At its Wednesday meeting, the Assembly Finance Committee decided to lower the mill rate from 12 to 11.30 for fiscal year 2006. The Juneau Assembly needs to approve a rate by June 15. Statements go out July 1.
Property tax is determined by assessment values and the mill rate. A mill is one-tenth of a penny, or $1 of tax for each $1,000 of assessed value. The current 12-mill levy is made up of a 10.80 operational mill levy and a 1.20 mill debt-service levy. The Finance Committee voted to lower the operational levy to 10.10.
A person who owns a $200,000 house would pay $2,400 in property tax with a 12 mill levy, and $2,260 with the proposed 11.30 mill levy.
Because Juneau expects a $6 million surplus from sales and property tax, City Manager Rod Swope recommended that the Assembly lower the mill levy to alleviate taxpayers' burden. Swope said the city is considering further lowering the mill rate next year.
"That will affect how people feel about the 1 percent sales tax," Swope said.
Juneau's 1 percent sales tax is up for renewal in January. The city plans to put it on the October ballot. The 1 percent tax can generate $30 million in five years for the city.
Assembly members said they have received a lot of complaints from residents since the city sent out property assessment notices April 5. Assessed values have increased by an average of 16 percent. City Assessor Jim Canary attributes the growth to record low mortgage interest rates.
Although the city expects the assessed values to continue increasing next year, most Assembly members didn't support a deeper cut.

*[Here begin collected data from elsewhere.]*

PR #13965, opened 2026-06-28
fix(flow-run): stop unpaired surrogates/NUL breaking flow_run upsert

amrdb:
## Problem

The `runs-metadata` worker fails the `flow_run` upsert and BullMQ then retries the job forever. Two distinct Postgres errors are observed, both on the **same `failedStep` jsonb column** — its `message` holds arbitrary piece/engine error text:

| Bad content in `failedStep.message` | Postgres error |
|---|---|
| Lone UTF-16 surrogate (truncated emoji) | `invalid input syntax for type json` |
| NUL byte (`U+0000`) | `unsupported Unicode escape sequence` |

Both characters round-trip through `JSON.stringify`/`JSON.parse` and Redis untouched, so nothing upstream catches them — Postgres is the only layer that rejects them.

### Cause 1 — lone surrogate from truncation

`truncateFailedStepMessage` caps the message at 700 via `String.prototype.slice`, which counts **UTF-16 code units**. When the cut lands inside an emoji's surrogate pair it leaves a lone high surrogate. Confirmed from the live Redis payload — the message ended in `...\ud83e…` (half of `U+1F981` 🦁).

### Cause 2 — NUL byte from binary in error text

A piece can embed raw binary into its error message. Confirmed from a second live payload: a "Download PDF" step received a PNG instead of a PDF and put a binary preview in the message —

```
...Content is not a PDF ... Preview: \ufffdPNG\r\n\u001a\n\u0000\u0000\u0000\rIHDR\u0000\u0000\u0000s...
```

The PNG header bytes carry `U+0000`, which Postgres jsonb cannot store. (Other control chars like `` are fine — jsonb accepts every code point except U+0000.)

## Fix

- **`truncateString`** — don't slice through a surrogate pair (back the cut off by one code unit when the last kept unit is a high surrogate). Stops valid input from being corrupted into an invalid string; benefits every caller.
- **`sanitizeObjectForPostgresql`** — drop NUL bytes **and** unpaired surrogates, so anything reaching the DB boundary from any source is storable. Uses a lone-surrogate regex rather than `String.prototype.toWellFormed()` because the TS `lib` target is `es2022`.
- **runs-metadata worker** — already routes the metadata through the sanitizer before the upsert, so both the `update` and `save` paths are covered and already-queued poison jobs drain instead of looping.

## Verification

Reproduced both classes end-to-end against real Postgres (PGlite), each failing without the fix and passing with it:

- **Surrogate:** an emoji straddling the 700-char truncation boundary → write fails (run never leaves `RUNNING`) without the fix; with it the stored `failedStep.message` is well-formed.
- **NUL:** a raw `U+0000` in `failedStep` → raises exactly `unsupported Unicode escape sequence`; after `sanitizeObjectForPostgresql` the row persists and the NUL is gone.
- Unit-level: old truncation → not well-formed; new truncation → well-formed and drops the partial emoji; sanitize repairs a pre-existing lone surrogate + NUL; a valid emoji is preserved untouched.
- `flow_run` jsonb columns audited: only `failedStep` is written here (`pauseMetadata` is deprecated and untouched).
- Lint clean.


abuaboud (approved):
Correct: strips NUL + unpaired surrogates before the Postgres jsonb upsert, and truncateString no longer splits a surrogate pair. LGTM.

Assembly member Jeff Bush said a cut more than 0.7 mills might hurt the city's bottom line. The city is considering adopting some tax-reduction proposals, such as raising the minimum exemption amount of business personal property tax.
"I am concerned that we are going to limit our options," Bush said.
Marc Wheeler and Merrill Sanford were the only two Assembly members who voted against lowering the mill rate by 0.7. Wheeler proposed lowering the mill rate by 1 but failed to garner enough support.
"We have a very conservative city finance department," Wheeler said. "I feel comfortable that the (1 mill levy) reduction will be able to meet the future needs."
City Manager Rod Swope said he feels more comfortable with a 0.7-mill reduction than a 1-mill reduction.
"I don't want to cut too close," Swope said. "Things can change radically. This gives us some cushion and comfort."